[HOW TO COMPLETE THIS TASK]:
Starting at the line that contains "Remove unused Pin" and ending at the line that contains "- First commit", the lines below are to be given again exactly, with nothing added.

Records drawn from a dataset
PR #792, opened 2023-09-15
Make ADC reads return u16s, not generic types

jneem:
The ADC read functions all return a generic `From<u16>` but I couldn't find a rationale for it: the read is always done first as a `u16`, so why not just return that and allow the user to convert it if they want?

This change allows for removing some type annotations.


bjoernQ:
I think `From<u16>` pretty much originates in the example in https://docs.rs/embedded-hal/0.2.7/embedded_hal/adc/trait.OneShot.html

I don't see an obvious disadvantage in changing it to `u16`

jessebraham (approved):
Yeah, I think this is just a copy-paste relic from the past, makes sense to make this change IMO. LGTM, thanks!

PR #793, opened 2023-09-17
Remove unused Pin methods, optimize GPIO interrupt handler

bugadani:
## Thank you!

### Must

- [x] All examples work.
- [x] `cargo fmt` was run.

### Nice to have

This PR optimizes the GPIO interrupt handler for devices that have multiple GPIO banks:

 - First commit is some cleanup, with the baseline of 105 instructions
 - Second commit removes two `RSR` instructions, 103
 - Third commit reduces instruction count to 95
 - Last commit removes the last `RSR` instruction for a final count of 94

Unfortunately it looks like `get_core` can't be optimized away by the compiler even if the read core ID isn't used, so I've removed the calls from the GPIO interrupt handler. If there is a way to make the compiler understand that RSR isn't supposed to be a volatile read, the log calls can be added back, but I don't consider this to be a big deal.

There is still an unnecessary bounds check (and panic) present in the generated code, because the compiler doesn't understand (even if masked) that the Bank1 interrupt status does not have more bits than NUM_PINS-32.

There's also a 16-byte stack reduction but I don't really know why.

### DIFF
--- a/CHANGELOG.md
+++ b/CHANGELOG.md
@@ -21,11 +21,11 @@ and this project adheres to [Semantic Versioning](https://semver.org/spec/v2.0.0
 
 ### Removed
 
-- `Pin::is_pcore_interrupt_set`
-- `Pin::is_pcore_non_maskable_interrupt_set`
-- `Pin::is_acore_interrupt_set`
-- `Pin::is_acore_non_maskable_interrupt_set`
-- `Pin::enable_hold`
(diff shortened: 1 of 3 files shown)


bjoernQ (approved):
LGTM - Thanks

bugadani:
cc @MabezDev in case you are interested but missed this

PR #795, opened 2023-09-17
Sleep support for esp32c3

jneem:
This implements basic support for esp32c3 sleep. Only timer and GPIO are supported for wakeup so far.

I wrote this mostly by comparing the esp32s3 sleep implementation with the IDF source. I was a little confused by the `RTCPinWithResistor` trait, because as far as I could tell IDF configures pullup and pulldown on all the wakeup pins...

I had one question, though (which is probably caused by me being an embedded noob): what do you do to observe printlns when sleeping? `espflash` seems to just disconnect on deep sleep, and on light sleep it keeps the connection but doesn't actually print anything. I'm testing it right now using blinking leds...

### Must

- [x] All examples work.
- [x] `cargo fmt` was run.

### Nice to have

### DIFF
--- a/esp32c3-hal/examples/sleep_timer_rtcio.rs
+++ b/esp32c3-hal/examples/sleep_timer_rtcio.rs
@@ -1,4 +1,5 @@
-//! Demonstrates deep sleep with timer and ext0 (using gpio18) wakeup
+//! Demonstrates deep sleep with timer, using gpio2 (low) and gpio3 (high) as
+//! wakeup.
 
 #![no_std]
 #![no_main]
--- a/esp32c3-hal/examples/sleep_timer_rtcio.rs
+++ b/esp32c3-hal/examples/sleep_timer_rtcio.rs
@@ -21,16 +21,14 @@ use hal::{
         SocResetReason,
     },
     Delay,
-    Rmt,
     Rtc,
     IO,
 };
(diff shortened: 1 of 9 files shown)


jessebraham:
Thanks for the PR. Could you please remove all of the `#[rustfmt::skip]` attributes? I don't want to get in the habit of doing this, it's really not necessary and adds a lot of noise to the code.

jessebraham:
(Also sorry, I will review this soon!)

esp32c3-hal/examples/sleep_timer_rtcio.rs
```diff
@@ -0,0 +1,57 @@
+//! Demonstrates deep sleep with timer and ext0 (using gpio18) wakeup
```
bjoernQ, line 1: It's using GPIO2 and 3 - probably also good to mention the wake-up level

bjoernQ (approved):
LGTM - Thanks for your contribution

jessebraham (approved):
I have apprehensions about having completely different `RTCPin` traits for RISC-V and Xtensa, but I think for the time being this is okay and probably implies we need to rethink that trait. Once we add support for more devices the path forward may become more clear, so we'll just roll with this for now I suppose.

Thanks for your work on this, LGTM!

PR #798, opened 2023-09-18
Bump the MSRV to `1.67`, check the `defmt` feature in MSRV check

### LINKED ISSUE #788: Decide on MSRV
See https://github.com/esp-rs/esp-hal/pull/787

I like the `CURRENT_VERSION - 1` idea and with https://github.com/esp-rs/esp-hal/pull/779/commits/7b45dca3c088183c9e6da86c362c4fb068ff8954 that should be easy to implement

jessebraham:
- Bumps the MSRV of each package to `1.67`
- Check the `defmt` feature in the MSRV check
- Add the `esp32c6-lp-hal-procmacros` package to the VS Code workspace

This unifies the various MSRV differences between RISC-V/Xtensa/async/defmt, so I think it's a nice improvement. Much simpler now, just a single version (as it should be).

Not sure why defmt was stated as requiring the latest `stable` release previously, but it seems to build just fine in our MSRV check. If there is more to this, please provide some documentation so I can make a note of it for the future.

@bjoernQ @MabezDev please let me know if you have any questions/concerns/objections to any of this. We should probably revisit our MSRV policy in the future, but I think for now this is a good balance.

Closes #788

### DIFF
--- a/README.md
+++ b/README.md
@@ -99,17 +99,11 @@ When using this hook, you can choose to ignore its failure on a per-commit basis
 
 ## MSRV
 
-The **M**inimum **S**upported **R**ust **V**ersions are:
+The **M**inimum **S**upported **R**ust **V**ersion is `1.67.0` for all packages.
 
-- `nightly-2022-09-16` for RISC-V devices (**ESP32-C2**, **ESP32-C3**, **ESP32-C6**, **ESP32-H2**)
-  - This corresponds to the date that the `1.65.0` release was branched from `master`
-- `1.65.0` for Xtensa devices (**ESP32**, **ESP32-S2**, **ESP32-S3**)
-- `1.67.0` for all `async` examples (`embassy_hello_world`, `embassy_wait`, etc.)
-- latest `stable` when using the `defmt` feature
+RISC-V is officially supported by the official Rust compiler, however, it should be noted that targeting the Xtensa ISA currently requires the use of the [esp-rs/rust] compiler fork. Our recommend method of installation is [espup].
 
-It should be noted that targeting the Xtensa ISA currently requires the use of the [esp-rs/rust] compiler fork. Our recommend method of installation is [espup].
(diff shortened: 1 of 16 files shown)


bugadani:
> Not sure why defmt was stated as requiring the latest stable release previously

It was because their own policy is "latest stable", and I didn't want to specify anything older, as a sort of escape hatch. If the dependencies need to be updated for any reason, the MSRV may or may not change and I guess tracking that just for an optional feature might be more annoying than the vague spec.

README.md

[WRITTEN RESPONSE]:
Remove unused Pin methods, optimize GPIO interrupt handler

bugadani:
## Thank you!

### Must

- [x] All examples work.
- [x] `cargo fmt` was run.

### Nice to have

This PR optimizes the GPIO interrupt handler for devices that have multiple GPIO banks:

 - First commit is some cleanup, with the baseline of 105 instructions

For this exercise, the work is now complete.